Task instructions: Reproduce the listing below precisely, leaving every line intact.

----------------

PR #1433, opened 2026-02-25
Raffle Options

ScuffedNewt:
adds a lot of functionality to raffles including:
- FTO / Non-Owner raffles
- Entry rewards
- Winner rewards
  - Optional positional rewards
- Ability to reward characters (also adds a general `$showCharacter` option to rewards)
- User self-entry (pretty common demand / sought-after feature)
- Unordered results in the event of less than winner # entrants
image
image
image


SpeedyD (approved):

SpeedyD:
@ScuffedNewt: There are conflicts, could you fix them? :)

ScuffedNewt:
I will resolve them when approvals are given since it makes more sense to do all necessary changes in one

app/Console/Commands/ConvertRewards.php
perappu, line 1: Just leaving a comment for @itinerare 's attention that, once this gets merged, we'll want people to re-run `php artisan convert-rewards`

app/Services/RaffleService.php
```diff
@@ -121,11 +155,128 @@ public function updateRaffleGroup($data, $group) {
...
+        if (!$rewardService->populateRewards(
+            get_class($raffle),
+            $raffle->id,
+            $rewardData,
+            true
+        )) {
+            foreach ($rewardService->errors()->getMessages()['error'] as $error) {
+                flash($error)->error();
+            }
+            throw new \Exception('Failed to create rewdddards.');
```
perappu, line 278:
```suggestion
            throw new \Exception('Failed to create rewards.');
```

this made me laugh LOL but it should _probably_ be spelled correctly.......

database/migrations/2026_02_24_223014_add_description_to_raffles.php
```diff
@@ -0,0 +1,29 @@
...
+use Illuminate\Support\Facades\Schema;
+
+return new class extends Migration {
+    /**
+     * Run the migrations.
+     */
+    public function up(): void {
+        Schema::table('raffles', function (Blueprint $table) {
+            //
+            $table->text('description')->nullable()->default(null);
```
perappu, line 14:
```suggestion
            if (!Schema::hasColumn('raffles', 'description'))
            {
                $table->text('description')->nullable()->default(null);
            }
```

Adding a description field is a suuuuuper common custom code change (I've been asked for it a few times) so I think it'd just be a nice QoL to wrap this in a hasColumn check. Avoids the issue we had with sales images lmao

database/migrations/2026_02_24_223014_add_description_to_raffles.php
```diff
@@ -0,0 +1,29 @@
...
+            $table->text('parsed_description')->nullable()->default(null);
```
perappu, line 15:
```suggestion
            if (!Schema::hasColumn('raffles', 'parsed_description'))
            {
                $table->text('parsed_description')->nullable()->default(null);
            }
```

less common but just for good measure I'd put it here too

config/lorekeeper/ext-tracker/raffle_options.php
perappu, line 1: Since you added the credits in credits.blade.php, I think this file can get deleted. It'll just create duplicate credits

composer.json
```diff
@@ -43,7 +43,10 @@
     "config": {
         "optimize-autoloader": true,
         "preferred-install": "dist",
-        "sort-packages": true
+        "sort-packages": true,
+        "allow-plugins": {
+            "php-http/discovery": true
+        }
```
perappu, line 49: what's the purpose of this change? It's not immediately evident to me

app/Http/Controllers/RaffleController.php
```diff
@@ -29,11 +29,27 @@ public function getRaffleIndex() {
         } else {
             $raffles->where('is_active', '=', 1);
         }
-        $raffles = $raffles->orderBy('group_id')->orderBy('order');
+        $query = $raffles->orderBy('group_id')
+            ->orderBy('order');
+
+        if (!Auth::check() || Auth::check() && !Auth::user()->hasPower('manage_raffles')) {
```
perappu, line 35:
```suggestion
        if (!Auth::check() || (Auth::check() && !Auth::user()->hasPower('manage_raffles'))) {
```

needs an extra set of parantheses to make the evaluation correctly

perappu (changes requested):

perappu (changes requested):
github is making me leave a comment to request changes, here are some requested changes

app/Http/Controllers/RaffleController.php
```diff
@@ -29,11 +29,27 @@ public function getRaffleIndex() {
         } else {
             $raffles->where('is_active', '=', 1);
         }
-        $raffles = $raffles->orderBy('group_id')->orderBy('order');
+        $query = $raffles->orderBy('group_id')
```
perappu, line 32:
```suggestion
        $query = $raffles->orderBy('group_id', 'DESC')
```

oh additional thing I noticed when pulling is that the oldest raffles are at the top, this will sort it newest first

app/Http/Controllers/RaffleController.php
```diff
@@ -29,11 +29,27 @@ public function getRaffleIndex() {
...
+                    return $q->group->is_active;
+                }
+
+                return $q->is_active;
+            });
+        } else {
+            $query = $query->get();
+        }
+
+        $grouped = $query->groupBy(function ($item) {
```
perappu, line 47:
```suggestion
        $grouped = $query->groupBy(function ($item) {
            return $item->group ? $item->group->name : null;
        })->sortBy(function ($item, $key) {
            return $key !== '';
        });
```

and this will put ungrouped raffles at the top.... ymmv on that but I think it's better. idk there might be a better way to display raffles lol some sites have a lot of them, but i think we can do that later

also I think using null (which gets keyed as an empty string, hence the sortBy callback) is better than "ungrouped"? cuz like. technically someone could make a raffle group called "Ungrouped" but they can't make a raffle group with an empty name

resources/views/raffles/index.blade.php
```diff
@@ -14,29 +14,96 @@
...
-        @if ($prevGroup)
-            </div>
-        @endif
-        <div class="card mb-3">
-            <div class="card-header h3">{{ $groups[$raffle->group_id]->name }}</div>
-            <ul class="list-group list-group-flush">
-    @endif
+        @foreach ($raffles as $key => $raffle)
+            <div class="card mb-3">
+                @if ($key != 'Ungrouped')
```
perappu, line 19:
```suggestion
                @if ($key != '')
```

a change in line with my previous change to the user-side RaffleController.php

app/Http/Controllers/RaffleController.php
SpeedyD: I'd like to suggest this one doesn't get merged in. For raffles, I feel strongly that the OLDER ones should remain at the top, because they should also technically be ROLLED sooner. I'm aware that YMMV, but in general you want attention on the ones expiring sooner.

perappu: It's actually a common complaint I get from users to change it so newer raffles are first lmao, so I kinda had that in mind when I suggested it. It might make more sense to you to have it opposite, but generally I've found people want it newest first.

The complaint is usually about the completed tab though so I guess we could just change it to sort the completed tab by newest first, but there's a consistency issue then... Site owners just really don't like raffles from 4 years ago showing up over raffles from 1 week ago lol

----------------

Task answer:
PR #1433, opened 2026-02-25
Raffle Options

ScuffedNewt:
adds a lot of functionality to raffles including:
- FTO / Non-Owner raffles
- Entry rewards
- Winner rewards
  - Optional positional rewards
- Ability to reward characters (also adds a general `$showCharacter` option to rewards)
- User self-entry (pretty common demand / sought-after feature)
- Unordered results in the event of less than winner # entrants
image
image
image


SpeedyD (approved):

SpeedyD:
@ScuffedNewt: There are conflicts, could you fix them? :)

ScuffedNewt:
I will resolve them when approvals are given since it makes more sense to do all necessary changes in one

app/Console/Commands/ConvertRewards.php
perappu, line 1: Just leaving a comment for @itinerare 's attention that, once this gets merged, we'll want people to re-run `php artisan convert-rewards`

app/Services/RaffleService.php
```diff
@@ -121,11 +155,128 @@ public function updateRaffleGroup($data, $group) {
...
+        if (!$rewardService->populateRewards(
+            get_class($raffle),
+            $raffle->id,
+            $rewardData,
+            true
+        )) {
+            foreach ($rewardService->errors()->getMessages()['error'] as $error) {
+                flash($error)->error();
+            }
+            throw new \Exception('Failed to create rewdddards.');
```
perappu, line 278:
```suggestion
            throw new \Exception('Failed to create rewards.');
```

this made me laugh LOL but it should _probably_ be spelled correctly.......

database/migrations/2026_02_24_223014_add_description_to_raffles.php
```diff
@@ -0,0 +1,29 @@
...
+use Illuminate\Support\Facades\Schema;
+
+return new class extends Migration {
+    /**
+     * Run the migrations.
+     */
+    public function up(): void {
+        Schema::table('raffles', function (Blueprint $table) {
+            //
+            $table->text('description')->nullable()->default(null);
```
perappu, line 14:
```suggestion
            if (!Schema::hasColumn('raffles', 'description'))
            {
                $table->text('description')->nullable()->default(null);
            }
```

Adding a description field is a suuuuuper common custom code change (I've been asked for it a few times) so I think it'd just be a nice QoL to wrap this in a hasColumn check. Avoids the issue we had with sales images lmao

database/migrations/2026_02_24_223014_add_description_to_raffles.php
```diff
@@ -0,0 +1,29 @@
...
+            $table->text('parsed_description')->nullable()->default(null);
```
perappu, line 15:
```suggestion
            if (!Schema::hasColumn('raffles', 'parsed_description'))
            {
                $table->text('parsed_description')->nullable()->default(null);
            }
```

less common but just for good measure I'd put it here too

config/lorekeeper/ext-tracker/raffle_options.php
perappu, line 1: Since you added the credits in credits.blade.php, I think this file can get deleted. It'll just create duplicate credits

composer.json
```diff
@@ -43,7 +43,10 @@
     "config": {
         "optimize-autoloader": true,
         "preferred-install": "dist",
-        "sort-packages": true
+        "sort-packages": true,
+        "allow-plugins": {
+            "php-http/discovery": true
+        }
```
perappu, line 49: what's the purpose of this change? It's not immediately evident to me

app/Http/Controllers/RaffleController.php
```diff
@@ -29,11 +29,27 @@ public function getRaffleIndex() {
         } else {
             $raffles->where('is_active', '=', 1);
         }
-        $raffles = $raffles->orderBy('group_id')->orderBy('order');
+        $query = $raffles->orderBy('group_id')
+            ->orderBy('order');
+
+        if (!Auth::check() || Auth::check() && !Auth::user()->hasPower('manage_raffles')) {
```
perappu, line 35:
```suggestion
        if (!Auth::check() || (Auth::check() && !Auth::user()->hasPower('manage_raffles'))) {
```

needs an extra set of parantheses to make the evaluation correctly

perappu (changes requested):

perappu (changes requested):
github is making me leave a comment to request changes, here are some requested changes

app/Http/Controllers/RaffleController.php
```diff
@@ -29,11 +29,27 @@ public function getRaffleIndex() {
         } else {
             $raffles->where('is_active', '=', 1);
         }
-        $raffles = $raffles->orderBy('group_id')->orderBy('order');
+        $query = $raffles->orderBy('group_id')
```
perappu, line 32:
```suggestion
        $query = $raffles->orderBy('group_id', 'DESC')
```

oh additional thing I noticed when pulling is that the oldest raffles are at the top, this will sort it newest first

app/Http/Controllers/RaffleController.php
```diff
@@ -29,11 +29,27 @@ public function getRaffleIndex() {
...
+                    return $q->group->is_active;
+                }
+
+                return $q->is_active;
+            });
+        } else {
+            $query = $query->get();
+        }
+
+        $grouped = $query->groupBy(function ($item) {
```
perappu, line 47:
```suggestion
        $grouped = $query->groupBy(function ($item) {
            return $item->group ? $item->group->name : null;
        })->sortBy(function ($item, $key) {
            return $key !== '';
        });
```

and this will put ungrouped raffles at the top.... ymmv on that but I think it's better. idk there might be a better way to display raffles lol some sites have a lot of them, but i think we can do that later

also I think using null (which gets keyed as an empty string, hence the sortBy callback) is better than "ungrouped"? cuz like. technically someone could make a raffle group called "Ungrouped" but they can't make a raffle group with an empty name

resources/views/raffles/index.blade.php
```diff
@@ -14,29 +14,96 @@
...
-        @if ($prevGroup)
-            </div>
-        @endif
-        <div class="card mb-3">
-            <div class="card-header h3">{{ $groups[$raffle->group_id]->name }}</div>
-            <ul class="list-group list-group-flush">
-    @endif
+        @foreach ($raffles as $key => $raffle)
+            <div class="card mb-3">
+                @if ($key != 'Ungrouped')
```
perappu, line 19:
```suggestion
                @if ($key != '')
```

a change in line with my previous change to the user-side RaffleController.php

app/Http/Controllers/RaffleController.php
SpeedyD: I'd like to suggest this one doesn't get merged in. For raffles, I feel strongly that the OLDER ones should remain at the top, because they should also technically be ROLLED sooner. I'm aware that YMMV, but in general you want attention on the ones expiring sooner.

perappu: It's actually a common complaint I get from users to change it so newer raffles are first lmao, so I kinda had that in mind when I suggested it. It might make more sense to you to have it opposite, but generally I've found people want it newest first.

The complaint is usually about the completed tab though so I guess we could just change it to sort the completed tab by newest first, but there's a consistency issue then... Site owners just really don't like raffles from 4 years ago showing up over raffles from 1 week ago lol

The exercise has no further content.